# Review: 11 Component Cables compared



## AverageJoe (Jun 29, 2006)

During some cable discussions on another forum, Sean at Monoprice offered several of us the opportunity to evaluate their RG-6 component cables by sending us our choice of two cables to test. Since I'm in the process of incorporating a dedicated home theater (with long cable runs) in our new home construction plans, I asked to participate. I requested, and received, 35' and 50' cables to test. 
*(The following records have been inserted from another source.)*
Issue #652, opened 2024-11-07
Bug: activation messages get confused about rendered templates


jfly:
With a configuration like this:

```nix
sops.templates.test_template.content = ''
  this is a template
'';
```

Deploy once:

```
$ /run/current-system/bin/switch-to-configuration
```

Note the message here about removing `rendered/test_template`:

```
$ /run/current-system/bin/switch-to-configuration dry-activate
machine # would activate the configuration...
would remove secret: rendered/test_template
```

We broke this in https://github.com/Mic92/sops-nix/commit/bb7d6362119b792aeebe1926da1b5ebe37fed0c3#diff-de10bfc5a14f955e99213bfd939fcfbc980cf613abdb34228478bf488651fc24R46 because we changed the default path for templates from `/run/secrets-rendered/` to `/run/secrets/rendered/`, which then confuses [this diffing code](https://github.com/Mic92/sops-nix/blob/c5ae1e214ff935f2d3593187a131becb289ea639/pkgs/sops-install-secrets/main.go#L955-L971) which recurses through the entire `/run/secrets` directory.

PR #654, opened 2024-11-07
Improve activation messages about rendered templates

jfly:
This PR contains 2 commits, I suggest reading them independently:

1. The first commit adds a test that demonstrates <https://github.com/Mic92/sops-nix/issues/652>. It doesn't actually fix the bug.
2. The second commit fixes https://github.com/Mic92/sops-nix/issues/652


Mic92:
@mergify queue

Issue #653, opened 2024-11-07
Bug: templates.path option no longer works


jfly:
In https://github.com/Mic92/sops-nix/commit/aa5caa129bd96b7883fa5164dae7d91279ecb9d2#diff-de10bfc5a14f955e99213bfd939fcfbc980cf613abdb34228478bf488651fc24L25, we removed the code that would render templates to the chosen location.

Now they *only* get written to `/run/secrets/rendered/<template-name>`.

Instead of directly writing to the location the user chose (as the old code did), I believe we should instead produce a symlink to rendered template. This would give us a mechanism for cleaning up those old files when we're done with them (although that is unfortunately currently broken. see https://github.com/Mic92/sops-nix/issues/574 for details)

PR #655, opened 2024-11-07
fix: create `template.path` symlink

jfly:
This fixes https://github.com/Mic92/sops-nix/issues/653.

Note: `main.go` has been slowly accumulating shared logic between vanilla "secrets" and "templates". It feels to me like we could DRY up some of the logic in here by creating some shared "interface" that they both implement. I opted not to try to tackle that here, though.

### DIFF
--- a/pkgs/sops-install-secrets/main.go
+++ b/pkgs/sops-install-secrets/main.go
@@ -172,51 +172,51 @@ func readManifest(path string) (*manifest, error) {
 	return &m, nil
 }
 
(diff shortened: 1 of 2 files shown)


Mic92:
@mergify queue

DrymarchonShaun:
This might need to be reverted, it seems to be causing `/run/secrets/` to not be symlinked to `/run/secrets.d/1/*` in certain situations, (see #659).

jfly:
I should be able to look into this in a few hours. @DrymarchonShaun, I doubt it's this PR that introduced your issue. I'd be suspicious of https://github.com/Mic92/sops-nix/pull/649.

Issue #659, opened 2024-11-10
I'm running into a super strange issue with /run/secrets not working


dkowis:
I suspect it may have something to do with recent changes that mention moving this directory around:
-  https://github.com/Mic92/sops-nix/issues/652

My problem is that when the system reboots, I don't get a proper `/run/secrets` directory that is a symlink to the right location.
I have  a directory `/run/secrets/rendered` instead of it being a symlink to `/run/secrets.d/1` with a rendered directory in it?

This host has an early secrets-for-users in a template, that probably doesn't need to be in a template, but I think that's what's happening.

I get this error on activation:
```
[root@sarafan:/etc/nixos]# nixos-rebuild switch
building the system configuration...
activating the configuration...
sops-install-secrets: Imported /etc/ssh/ssh_host_rsa_key as GPG key with fingerprint 8205c05ea62380d8950426c019a42470335483ff
sops-install-secrets: Imported /etc/ssh/ssh_host_ed25519_key as age key with fingerprint age18g8r7drww22ulsw3728n4nz9g5kcn0tvvvsw0dql89kkufttxe3s72j6fj
setting up /etc...
sops-install-secrets: Imported /etc/ssh/ssh_host_rsa_key as GPG key with fingerprint 8205c05ea62380d8950426c019a42470335483ff
sops-install-secrets: Imported /etc/ssh/ssh_host_ed25519_key as age key with fingerprint age18g8r7drww22ulsw3728n4nz9g5kcn0tvvvsw0dql89kkufttxe3s72j6fj
/nix/store/aax7zp4j2pi18mnig3xmzb64j9axvmww-sops-install-secrets-0.0.1/bin/sops-install-secrets: failed to prepare new secrets directory: cannot access /run/secrets: readlink /run/secrets: invalid argument
Activation script snippet 'setupSecrets' failed (1)
reloading user units for nixboi...
restarting sysinit-reactivation.target
warning: the following units failed: mysql.service, postgresql.service
```

And since my ssl key is sops'd it doesn't show up. So far, the only solution I've had is to go back in time generation wise, built on 9 Nov 2024.

dkowis:
Yep, confirmed. If I change that template to not be neededForUsers, everything shows up fine.

I think it's an order of operations with the changes for the template directories rendering.

DrymarchonShaun:
I'm also seeing the same error, and I don't have any templates using neededForUsers. It seems the problem appeared from #655.

jfly:
[...]

PR #660, opened 2024-11-11
Demonstration of how system activation fails if the template path is not "external"

jfly:
This demonstrates one way of reproducing
https://github.com/Mic92/sops-nix/issues/659. There may be others: I think you could achieve the same thing with a regular secret rather than a template.

Here's how this fails:

    $ nix build .#checks.x86_64-linux.template-path-not-external -L
    ...
    vm-test-run-sops-template-path-not-external> machine: must succeed: /run/current-system/bin/switch-to-configuration test
    vm-test-run-sops-template-path-not-external> machine # [   11.028130] nixos[949]: switching to system configuration /nix/store/0jbh5rys5x1br66s4n777jq8ny2bq9nb-nixos-system-machine-test
    vm-test-run-sops-template-path-not-external> machine # [   11.029653] systemd[1]: Stopped target Local File Systems.
    vm-test-run-sops-template-path-not-external> machine # [   11.031619] systemd[1]: Stopped target Remote File Systems.
    vm-test-run-sops-template-path-not-external> machine # activating the configuration...
    vm-test-run-sops-template-path-not-external> machine # /nix/store/8788mz0w701ff12zpsgnbm7nzsfy290k-sops-install-secrets-0.0.1/bin/sops-install-secrets: failed to prepare new secrets directory: cannot access /run/secrets: readlink /run/secrets: invalid argument
    vm-test-run-sops-template-path-not-external> machine # Failed to run activate script
    ...

The only fix I can think of is to check if the chosen path is inside of `/run/secrets` and reject it if it is (of course allowing for the default value for these paths, which actually *is* inside of `/run/secrets`).

### DIFF
--- a/pkgs/sops-install-secrets/nixos-test.nix
+++ b/pkgs/sops-install-secrets/nixos-test.nix
@@ -331,6 +331,43 @@ in {
     '';
   };
 
+  template-path-not-external = testers.runNixOSTest {
+    name = "sops-template-path-not-external";
+    nodes.machine = {config, ...}: {
+      imports = [ ../../modules/sops ];
+      sops = {
+        age.keyFile = "/run/age-keys.txt";
+        defaultSopsFile = ./test-assets/secrets.yaml;
+        secrets.test_key = { };
+      };
+
+      # Must run before sops sets up keys.
+      boot.initrd.postDeviceCommands = ''
+        cp -r ${./test-assets/age-keys.txt} /run/age-keys.txt
+        chmod -R 700 /run/age-keys.txt
+      '';
+
+      sops.templates.test_template = {
+        content = ''
+          Test value: ${config.sops.placeholder.test_key}
+        '';
+        # This path is inside of `/run/secrets`, which isn't allowed.
+        path = "/run/secrets/foo-bar";
+      };
+
+      system.switch.enable = true;
+    };
+
+    testScript = ''
+      start_all()
+      machine.wait_for_unit("multi-user.target")
+      # TODO: is there some way to assert that system activation worked during
+      # the initial boot? We don't actually have to try activating again
+      # here...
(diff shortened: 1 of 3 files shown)


pkgs/sops-install-secrets/nixos-test.nix
```diff
@@ -331,6 +331,43 @@ in {
...
+        cp -r ${./test-assets/age-keys.txt} /run/age-keys.txt
+        chmod -R 700 /run/age-keys.txt
+      '';
+
+      sops.templates.test_template = {
+        content = ''
+          Test value: ${config.sops.placeholder.test_key}
+        '';
+        # This path is inside of `/run/secrets`, which isn't allowed.
+        path = "/run/secrets/foo-bar";
```
Mic92, line 355: If it's inside /run/secrets maybe it should name the template differently rather than doing the symlink? Alternative would be not allow this behavior and make it an eval error.

Mic92:
On the other hand this could also happen with any other invalid symlink as a target.

pkgs/sops-install-secrets/nixos-test.nix
jfly: Ooh, I like the "name it differently" idea. I think that'll actually clean up the implementation a bit, as it currently deals carefully (and verbosely) with the "rendered" subdir.

I'll give this a shot later today.

jfly:
> On the other hand this could also happen with any other invalid symlink as a target.

Sorry, what does "invalid symlink as a target" mean? 

The issue I'm demonstrating here is showing how `/run/secrets` can end up being a directory rather than a symlink.

I suppose there are more subtle scenarios involving symlinks to `/run/secrets` that would not be handled by the fix. I'm not sure if that's what you're referring to.

Issue #665, opened 2024-11-17
Regression: home-manager module fails to evaluate trying to access nonexistant template config


DarkKirb:
Updating to eee831aadbc25f72fa9d214d57bddfd847e026b2 breaks evaluation of my home-manager configurations with the error:

```
[…snip…]
       error: attribute 'templates' missing
       at /nix/store/76d0jm25ajjdlcv33k19jkmvwp1n3dlg-source/modules/home-manager/sops.nix:97:41:
           96|
           97|   manifest = manifestFor "" cfg.secrets cfg.templates;
             |                                         ^
           98|
```

This is because the updated code now requires a sops.templates option which the home-manager module currently does not possess.

PR #668, opened 2024-11-17
define templates for home-manager

Mic92:
fixes https://github.com/Mic92/sops-nix/issues/665

At least now it evals. Haven't tested templates itself yet.


Mic92:
@mergify queue

PR #698, opened 2024-12-29
Fix link to "more complex .sops.yaml example"

Ten0:
NB: It's unclear to me why it became unnecessary in that repo.
Any insight?


Mic92:
I am using clan now. Which build on top of sops-nix. I can generate secrets declarative with NixOS modules: https://docs.clan.lol/reference/cli/vars/

Also part of our NixCon talk: https://www.youtube.com/watch?v=oAzkHpSWhaI
Secrets are than put in directories to reduce merge conflicts: https://github.com/Mic92/dotfiles/tree/main/vars/per-machine/matchbox2

Mic92:
@mergify queue

Issue #700, opened 2024-12-29
generateKey breaks launchd daemon


Kidswiss:
Hi

If `generateKey` is set, the launchd daemon script will look like this:
```
"/bin/wait4path /nix/store && exec if [[ ! -f '/var/lib/sops-nix/key.txt' ]]; then
  echo generating machine-specific age key...
*snip*
```

https://github.com/Mic92/sops-nix/blob/master/modules/nix-darwin/default.nix#L172
https://github.com/Mic92/sops-nix/blob/master/modules/home-manager/sops.nix#L123

However, the `if` doesn't really work in conjunction with `exec`.

Executing this in bash or zsh will show the issue:
```
exec if [[ ! -f ${escapedAgeKeyFile} ]]; then  
echo test
fi 
zsh: parse error near `then'
```

This breaks the automated mounting of the secrets on startup.

A workaround for now is just setting `generateKey` to false after the first run.

mettavi:
I have exactly the same problem on nix-darwin.

Your solution worked perfectly, thank you so much for posting it.

Mic92:
Is `launchd.daemons.sops-install-secrets` the failing service?

mettavi:
> Is `launchd.daemons.sops-install-secrets` the failing service?

Yes, with `generateKey` set to `true`, `sops-install-secrets` is:

```
"/bin/wait4path /nix/store && exec if [[ ! -f '/var/lib/sops-nix/key.txt' ]]; then
  echo generating machine-specific age key...
*snip*
```
which generates the following error:

```
/bin/sh: -c: line 0: syntax error near unexpected token `then'
/bin/sh: -c: line 0: `/bin/wait4path /nix/store && exec if [[ ! -f /var/lib/sops-nix/key.txt ]]; then'
/bin/sh: -c: line 0: syntax error near unexpected token `then'
/bin/sh: -c: line 0: `/bin/wait4path /nix/store && exec if [[ ! -f /var/lib/sops-nix/key.txt ]]; then'
```

But when `generateKey` is disabled, `sops-install-secrets` is:

```
/bin/sh -c '/bin/wait4path /nix/store && exec 
echo "Setting up secrets..."
*snip*
```
and the error goes away.

Kidswiss:
@Mic92 

The error occurs in the system wide service as well as the user specific one:
* org.nixos.sops-install-secrets-for-users
* org.nixos.sops-install-secrets

Mic92:
Please check the pull request

PR #702, opened 2025-01-02
nix-darwin: fix launchd decrypt scripts

Mic92:
Untested, potentially fixes https://github.com/Mic92/sops-nix/issues/700

please test: @Kidswiss @mettavi

### DIFF
--- a/modules/nix-darwin/default.nix
+++ b/modules/nix-darwin/default.nix
@@ -384,7 +384,7 @@ in
       };
 
       launchd.daemons.sops-install-secrets = {
-        command = installScript;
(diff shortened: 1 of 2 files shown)


mettavi:
With this commit, `org.nixos.sops-install-secrets` (and `sops-install-secrets-for-users`) is now:

```
/bin/sh -c '/bin/wait4path /nix/store && exec sh -c \'
echo "Setting up secrets..."
```

And with the `generateKeys` option enabled and then rebooting, the secrets are successfully mounted at startup.

It fixed it, thank you @Mic92.

Kidswiss:
Works for me too, thanks!

PR #703, opened 2025-01-03
modules/nix-darwin/secrets-for-users: empty set instead of empty list

zowoq:
These were enabled even if there wasn't any user secrets.

Also `SOPS_GPG_EXE` is enabled and gpg, etc is added to the system closure as `sops.gnupg.sshKeyPaths` is set by default, should I just set `sops.gnupg.sshKeyPaths = [ ]` downstream?

### DIFF
--- a/modules/nix-darwin/secrets-for-users/default.nix
+++ b/modules/nix-darwin/secrets-for-users/default.nix
@@ -37,11 +37,11 @@ in
     }
   ];
 
-  system.activationScripts = lib.mkIf (secretsForUsers != [ ]) {
+  system.activationScripts = lib.mkIf (secretsForUsers != { }) {
     postActivation.text = lib.mkAfter installScript;
   };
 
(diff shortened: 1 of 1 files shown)


Mic92:
@mergify queue

Mic92:
> These were enabled even if there wasn't any user secrets.
> 
> Also `SOPS_GPG_EXE` is enabled and gpg, etc is added to the system closure as `sops.gnupg.sshKeyPaths` is set by default, should I just set `sops.gnupg.sshKeyPaths = [ ]` downstream?

You mean because it imports the rsa ssh host key?

zowoq:
Yes, rsa key is imported but isn't needed.

zowoq:
@Mic92 seems CI is stuck?

Mic92:
https://github.com/NixOS/nixpkgs/pull/370959 that is fixed now.

Mic92:
@mergify rebase

PR #7113, opened 2019-12-20
WSAPoll workaround

RipleyTom:
Potential fix for WSAPoll bug(see https://daniel.haxx.se/blog/2012/10/10/wsapoll-is-broken/ ).
Concept from: https://github.com/edenhill/librdkafka/commit/25353027141e5f40484e50611e482020919ff9e1

### DIFF
--- a/rpcs3/Emu/Cell/lv2/sys_net.cpp
+++ b/rpcs3/Emu/Cell/lv2/sys_net.cpp
@@ -79,6 +79,35 @@ void fmt_class_string<sys_net_error>::format(std::string& out, u64 arg)
 	});
 }
 
+#ifdef _WIN32
+// Workaround function for WSAPoll not reporting failed connections
+void windows_poll(pollfd* fds, unsigned long nfds, int timeout, bool *connecting)
+{
+	int r = ::WSAPoll(fds, nfds, timeout);
+	for (unsigned long i = 0; i < nfds; i++)
+	{
+		if (connecting[i])
+		{
+			if (!fds[i].revents)
+			{
+				int error = 0;
+				socklen_t intlen = sizeof(error);
+				if (getsockopt(fds[i].fd, SOL_SOCKET, SO_ERROR, (char*)&error, &intlen) == -1 || error != 0)
+				{
+					// Connection silently failed
+					connecting[i] = false;
+					fds[i].revents = POLLERR | POLLHUP | (fds[i].events & (POLLIN | POLLOUT));
+				}
+			}
+			else
+			{
+				connecting[i] = false;
+			}
+		}
+	}
+}
+#endif
+
 // Error helper functions
 static sys_net_error get_last_error(bool is_blocking, int native_error = 0)
 {
@@ -186,12 +215,15 @@ struct network_thread
 		s_to_awake.clear();
 
 		::pollfd fds[lv2_socket::id_count]{};
+#ifdef _WIN32
+		bool connecting[lv2_socket::id_count]{};
+#endif
 
 		while (thread_ctrl::state() != thread_state::aborting)
 		{
 			// Wait with 1ms timeout
 #ifdef _WIN32
-			::WSAPoll(fds, socklist.size(), 1);
+			windows_poll(fds, socklist.size(), 1, connecting);
 #else
 			::poll(fds, socklist.size(), 1);
 #endif
@@ -203,6 +235,10 @@ struct network_thread
 				bs_t<lv2_socket::poll> events{};
 
 				lv2_socket& sock = *socklist[i];
+
+#ifdef _WIN32
+				sock.is_connecting = connecting[i];
+#endif
 
 				if (fds[i].revents & (POLLIN | POLLHUP) && socklist[i]->events.test_and_reset(lv2_socket::poll::read))
 					events += lv2_socket::poll::read;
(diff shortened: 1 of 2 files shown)


rpcs3/Emu/Cell/lv2/sys_net.cpp
```diff
@@ -79,6 +79,42 @@ void fmt_class_string<sys_net_error>::format(std::string& out, u64 arg)
...
 }
 
+#ifdef _WIN32
+// Workaround function for WSAPoll not reporting failed connections
+void WSAPollEx(LPWSAPOLLFD fdArray, ULONG fds, INT timeout)
+{
+	bool connecting[lv2_socket::id_count]{};
+	for (ULONG i = 0; i < fds; i++)
+	{
+		if (auto sock = idm::check_unlocked<lv2_socket>(fdArray[i].fd))
```
elad335: why check_unlocked? idm::get is the correct use.

rpcs3/Emu/Cell/lv2/sys_net.cpp
```diff
@@ -191,7 +227,7 @@ struct network_thread
 		{
 			// Wait with 1ms timeout
 #ifdef _WIN32
-			::WSAPoll(fds, socklist.size(), 1);
+			WSAPollEx(fds, socklist.size(), 1);
```
elad335: Wrap it around reader_lock lock(id_manager::g_mutex) maybe, only this one, and revert my idm::get suggestion to check_unlocked.

CrabLugo:
This PR partially recovers lost performance from network PR, but it's still same kind of constant sound stack/freeze like before. But still it helps somehow with performance issue.

Nerboruto:
> This PR partially recovers lost performance from network PR, but it's still same kind of constant sound crack/freeze like before. But helps somehow with performance in Uncharted.

I confirm everything..
on slow pc wsapoll pr causes performance degradation and bad crackling sound.
please fix it
this pr does not solve the problem

rpcs3/Emu/Cell/lv2/sys_net.cpp
```diff
@@ -79,6 +79,50 @@ void fmt_class_string<sys_net_error>::format(std::string& out, u64 arg)
 	});
 }
 
+#ifdef _WIN32
+// Workaround function for WSAPoll not reporting failed connections
+void WSAPollEx(LPWSAPOLLFD fdArray, ULONG fds, INT timeout)
+{
+	bool connecting[lv2_socket::id_count]{};
```
elad335: initialize it with memset instead only up to sizeof(bool) * fds.

rpcs3/Emu/Cell/lv2/sys_net.cpp
```diff
@@ -79,6 +79,50 @@ void fmt_class_string<sys_net_error>::format(std::string& out, u64 arg)
 	});
 }
 
+#ifdef _WIN32
+// Workaround function for WSAPoll not reporting failed connections
+void WSAPollEx(LPWSAPOLLFD fdArray, ULONG fds, INT timeout)
```
Nekotekina: Don't call it WSAPollEx, because sticking to this naming and param set only stands in the way.

rpcs3/Emu/Cell/lv2/sys_net.cpp
```diff
@@ -191,7 +235,10 @@ struct network_thread
 		{
 			// Wait with 1ms timeout
 #ifdef _WIN32
-			::WSAPoll(fds, socklist.size(), 1);
+			{
+				reader_lock lock(id_manager::g_mutex);
```
Nekotekina: This is bad idea to lock it here. Consider adding 4th argument to the function with a reference to the socket array (like socklist few lines earlier).

Nerboruto:
sorry, I know that maybe it is not the correct place to talk about the pr#7064
I wanted to ask you if it was possible to remove that pr until the audio problems are solved.

rpcs3/Emu/Cell/lv2/sys_net.cpp
RipleyTom: I moved all the is_connecting logic to the same place where it setups the fd array in each function so it should be optimal performance wise now(no extra lookup) even if it leads to a bit more #ifdef _WIN32 in the code.

elad335: you misunderstood, Its possible to pass an array of 1024 raw/shared pointers here. (ptr type is based on template deduction, passed as a pointer to pointers)

elad335: the idea is to not use idm inside the function.

RipleyTom: I understand I could use socklist just in the thread loop but the change I made also removes any idm lookup/calls for all the fds at the beginning for all instances of WSAPoll calls. The lambda setting is_connecting to false should be very rarely called anyway and I don't think it's an issue.

I can make a special function for the loop if it's really deemed necessary but I don't think it is.

rpcs3/Emu/Cell/lv2/sys_net.cpp
```diff
@@ -79,6 +79,41 @@ void fmt_class_string<sys_net_error>::format(std::string& out, u64 arg)
 	});
 }
 
+#ifdef _WIN32
+// Workaround function for WSAPoll not reporting failed connections
+void windows_poll(pollfd* fds, unsigned long nfds, int timeout, bool *connecting)
+{
+	const auto finished_connecting = [](SOCKET fd)
```
Nekotekina: Okay, now need to fix this because it's not possible to use idm with SOCKET. I suggest to write false back to connecting[i], and then read it on call site.

PR #7116, opened 2019-12-20
Some cleanup and log messages silencing

elad335:
* Prefer default initializer over std::memset 0.
* Use std::format in trophy files name obtaining.
* Use vm::ptr<>::operator bool() instead of comparing vm::ptr to vm::null or using addr().
* Set common sceNpBasic, cellGem, cellCamera and a few others to warning level.
* Disable logging some "offline", cellCamera error codes and a few others.

### DIFF
--- a/rpcs3/Emu/Cell/Modules/cellCamera.cpp
+++ b/rpcs3/Emu/Cell/Modules/cellCamera.cpp
@@ -587,7 +587,7 @@ error_code cellCameraGetType(s32 dev_num, vm::ptr<s32> type)
 
 s32 cellCameraIsAvailable(s32 dev_num)
 {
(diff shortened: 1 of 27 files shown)


CookiePLMonster:
One thing you might need to keep in mind for default initialization over memset is that IIRC default initialization is only guaranteed to default initialize members and not padding bytes. So if any of these cases expect padding bytes to be zeroed, `memset` is preferable.

elad335:
Which is also an advantage of default initializers here because we don't memcmp or memcpy from referenced objects where padding bytes state is important. Accessing padding bytes in other ways is UB anyways (unless referenced by char/uchar ptr).

elad335:
I will check vm objects though as it may be important there.

PR #7118, opened 2019-12-20
[WIP] SPU LLVM: use FMA with approx xfloat when available

Nekotekina:
Should improve perf and accuracy for modern processors, but will be slower on older CPUs.

### DIFF
--- a/Utilities/JIT.cpp
+++ b/Utilities/JIT.cpp
@@ -958,10 +958,12 @@ std::string jit_compiler::cpu(const std::string& _cpu)
 			m_cpu == "skylake" ||
 			m_cpu == "skylake-avx512" ||
 			m_cpu == "cascadelake" ||
+			m_cpu == "cooperlake" ||
 			m_cpu == "cannonlake" ||
 			m_cpu == "icelake" ||
 			m_cpu == "icelake-client" ||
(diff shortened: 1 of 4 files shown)


Cristallix:
Which CPU are you considering old ? Sandy ? Haswell ?

Illynir:
I already told you on Discord in #testers but I'm putting it here just in case.

it doesn't work on GoW 3, RDR, etc... It behaves as if the FMA is not used at all. On uncharted 1 it "works" and you get 1/2 FPS but I think Uncharted 1 does not use the FMA.

Tested on Ryzen 2700X and Intel 8700K.

Nekotekina:
Updated PR.

Xcedf:
didn't noticed any performance differences yet, but as https://github.com/RPCS3/rpcs3/issues/6616 also fixes https://github.com/RPCS3/rpcs3/issues/6616

Illynir:
GoW 3 is fixed now, +2 FPS on the menu, 53 -> 55.

CookiePLMonster:
This breaks ingame sound in Need for Speed: Most Wanted and also numerous Most Wanted 2 prototypes. Menus and intro FMV are fine, but as soon as it jumps to gameplay, sound dies and/or is just beeps.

Even though I did do a little _objective_ as well as _subjective_ testing, I'd still call my results a "comparison" rather than a product "review". Basically (and selfishly), I wanted to find out which cable available to me was the best to use in my own application. 

*About Me:*
I've been working with, evaluating, and purchasing coaxial cable since 1978. Granted, most of it was for RF use, but also some commercial baseband video installations. While I’ve had a long-time interest in audio and video, dedicated Home Theater interest is fairly recent – maybe 2 or 3 years. So far, I've been assembling my own speaker wires and coaxial interconnects for my A/V systems, so I've not dealt with any Monoprice products (or Blue Jeans, etc.) until now. 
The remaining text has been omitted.